■ **Task goal**
How many of the lines below contain "gcMetrics"? Reply with only that figure.

■ **Material shown**
+++++
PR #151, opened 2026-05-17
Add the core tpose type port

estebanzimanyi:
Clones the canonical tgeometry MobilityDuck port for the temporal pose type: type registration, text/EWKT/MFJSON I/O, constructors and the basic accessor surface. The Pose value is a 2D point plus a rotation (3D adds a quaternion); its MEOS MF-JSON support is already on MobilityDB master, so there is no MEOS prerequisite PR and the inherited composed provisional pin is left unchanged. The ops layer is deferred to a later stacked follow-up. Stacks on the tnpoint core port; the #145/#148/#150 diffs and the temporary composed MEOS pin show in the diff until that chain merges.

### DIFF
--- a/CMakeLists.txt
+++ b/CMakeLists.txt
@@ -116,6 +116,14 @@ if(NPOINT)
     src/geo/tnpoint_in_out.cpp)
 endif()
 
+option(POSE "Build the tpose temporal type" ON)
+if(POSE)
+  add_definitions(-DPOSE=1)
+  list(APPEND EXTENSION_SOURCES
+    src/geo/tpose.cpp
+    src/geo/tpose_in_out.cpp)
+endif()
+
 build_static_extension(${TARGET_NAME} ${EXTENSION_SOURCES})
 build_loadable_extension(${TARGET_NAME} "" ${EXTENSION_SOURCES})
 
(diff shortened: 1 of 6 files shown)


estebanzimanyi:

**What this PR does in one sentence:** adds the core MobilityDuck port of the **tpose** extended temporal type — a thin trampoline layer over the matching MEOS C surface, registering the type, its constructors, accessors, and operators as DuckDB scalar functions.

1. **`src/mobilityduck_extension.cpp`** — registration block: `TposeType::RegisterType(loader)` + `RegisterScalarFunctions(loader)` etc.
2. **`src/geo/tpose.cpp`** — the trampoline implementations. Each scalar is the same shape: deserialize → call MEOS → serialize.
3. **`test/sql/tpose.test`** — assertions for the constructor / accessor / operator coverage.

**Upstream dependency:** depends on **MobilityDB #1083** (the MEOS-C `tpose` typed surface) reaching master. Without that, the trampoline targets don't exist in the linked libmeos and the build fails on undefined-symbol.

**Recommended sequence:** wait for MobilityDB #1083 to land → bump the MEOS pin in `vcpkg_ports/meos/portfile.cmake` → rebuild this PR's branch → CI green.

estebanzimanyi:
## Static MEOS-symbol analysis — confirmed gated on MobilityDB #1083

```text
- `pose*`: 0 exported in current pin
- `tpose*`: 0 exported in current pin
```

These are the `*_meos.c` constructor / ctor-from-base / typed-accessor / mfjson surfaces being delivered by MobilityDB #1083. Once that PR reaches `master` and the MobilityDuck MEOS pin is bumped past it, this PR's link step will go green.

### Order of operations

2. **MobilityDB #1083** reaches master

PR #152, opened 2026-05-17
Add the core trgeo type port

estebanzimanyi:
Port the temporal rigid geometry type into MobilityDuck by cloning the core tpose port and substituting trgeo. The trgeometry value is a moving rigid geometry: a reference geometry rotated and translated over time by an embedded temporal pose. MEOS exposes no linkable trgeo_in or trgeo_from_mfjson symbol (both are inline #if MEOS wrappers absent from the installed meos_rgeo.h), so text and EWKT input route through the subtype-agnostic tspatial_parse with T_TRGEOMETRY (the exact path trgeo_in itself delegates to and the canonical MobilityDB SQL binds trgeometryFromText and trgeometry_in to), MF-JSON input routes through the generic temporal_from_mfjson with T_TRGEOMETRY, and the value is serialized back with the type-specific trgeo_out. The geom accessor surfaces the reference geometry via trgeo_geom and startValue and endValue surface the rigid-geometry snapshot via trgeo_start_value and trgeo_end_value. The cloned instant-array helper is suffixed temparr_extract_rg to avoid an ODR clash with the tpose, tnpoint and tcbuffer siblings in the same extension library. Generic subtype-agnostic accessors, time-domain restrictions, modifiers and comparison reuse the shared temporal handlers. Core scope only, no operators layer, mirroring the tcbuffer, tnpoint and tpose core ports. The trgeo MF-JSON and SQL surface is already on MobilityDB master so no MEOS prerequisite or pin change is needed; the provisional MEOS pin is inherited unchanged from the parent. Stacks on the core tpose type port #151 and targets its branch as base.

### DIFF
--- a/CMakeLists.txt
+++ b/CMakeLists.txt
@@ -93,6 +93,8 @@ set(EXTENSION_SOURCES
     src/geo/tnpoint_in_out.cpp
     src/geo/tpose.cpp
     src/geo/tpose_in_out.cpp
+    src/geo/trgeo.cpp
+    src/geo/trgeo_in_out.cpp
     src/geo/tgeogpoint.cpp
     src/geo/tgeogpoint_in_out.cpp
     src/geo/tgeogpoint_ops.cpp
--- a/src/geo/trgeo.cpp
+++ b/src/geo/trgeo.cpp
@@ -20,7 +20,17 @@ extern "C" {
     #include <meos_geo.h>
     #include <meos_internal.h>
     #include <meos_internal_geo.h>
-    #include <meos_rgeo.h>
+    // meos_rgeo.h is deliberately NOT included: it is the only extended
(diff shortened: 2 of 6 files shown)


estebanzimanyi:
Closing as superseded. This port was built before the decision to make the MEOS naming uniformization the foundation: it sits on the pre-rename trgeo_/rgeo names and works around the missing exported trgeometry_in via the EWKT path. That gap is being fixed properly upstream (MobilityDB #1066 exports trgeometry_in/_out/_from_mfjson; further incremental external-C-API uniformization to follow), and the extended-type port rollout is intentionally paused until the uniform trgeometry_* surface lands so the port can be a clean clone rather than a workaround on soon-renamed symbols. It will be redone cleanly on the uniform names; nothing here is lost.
+++++
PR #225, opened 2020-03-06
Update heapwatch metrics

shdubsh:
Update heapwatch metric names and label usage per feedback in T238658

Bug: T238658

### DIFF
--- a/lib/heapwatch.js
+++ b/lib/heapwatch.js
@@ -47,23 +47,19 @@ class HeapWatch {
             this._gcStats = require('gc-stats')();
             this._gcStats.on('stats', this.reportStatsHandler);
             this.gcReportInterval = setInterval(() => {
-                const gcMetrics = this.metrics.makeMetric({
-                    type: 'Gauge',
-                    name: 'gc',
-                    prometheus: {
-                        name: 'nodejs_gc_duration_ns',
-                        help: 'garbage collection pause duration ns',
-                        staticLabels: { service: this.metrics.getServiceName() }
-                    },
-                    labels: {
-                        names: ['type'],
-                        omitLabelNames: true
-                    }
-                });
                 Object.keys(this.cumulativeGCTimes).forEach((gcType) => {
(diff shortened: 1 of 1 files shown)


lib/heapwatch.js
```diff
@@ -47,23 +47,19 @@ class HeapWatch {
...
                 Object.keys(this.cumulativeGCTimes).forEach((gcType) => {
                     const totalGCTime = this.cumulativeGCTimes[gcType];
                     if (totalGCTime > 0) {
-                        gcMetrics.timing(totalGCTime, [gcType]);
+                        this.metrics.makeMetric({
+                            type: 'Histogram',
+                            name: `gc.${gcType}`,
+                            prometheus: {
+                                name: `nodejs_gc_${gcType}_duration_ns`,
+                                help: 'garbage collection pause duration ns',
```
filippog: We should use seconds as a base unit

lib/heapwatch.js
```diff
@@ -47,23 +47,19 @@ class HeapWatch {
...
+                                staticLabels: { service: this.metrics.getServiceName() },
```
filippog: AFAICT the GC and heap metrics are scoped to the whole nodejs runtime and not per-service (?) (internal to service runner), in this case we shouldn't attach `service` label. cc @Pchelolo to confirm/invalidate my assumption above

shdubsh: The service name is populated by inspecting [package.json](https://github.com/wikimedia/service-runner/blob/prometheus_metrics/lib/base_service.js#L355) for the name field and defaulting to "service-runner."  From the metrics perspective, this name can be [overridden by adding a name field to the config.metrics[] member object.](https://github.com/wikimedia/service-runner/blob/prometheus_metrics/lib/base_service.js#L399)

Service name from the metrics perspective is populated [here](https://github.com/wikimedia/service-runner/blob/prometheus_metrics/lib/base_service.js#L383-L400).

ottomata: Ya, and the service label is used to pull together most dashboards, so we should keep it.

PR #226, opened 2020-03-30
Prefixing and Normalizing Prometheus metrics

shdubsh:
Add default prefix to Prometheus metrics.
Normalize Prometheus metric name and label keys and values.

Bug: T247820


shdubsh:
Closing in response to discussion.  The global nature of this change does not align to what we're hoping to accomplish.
+++++
■ **Task response**
2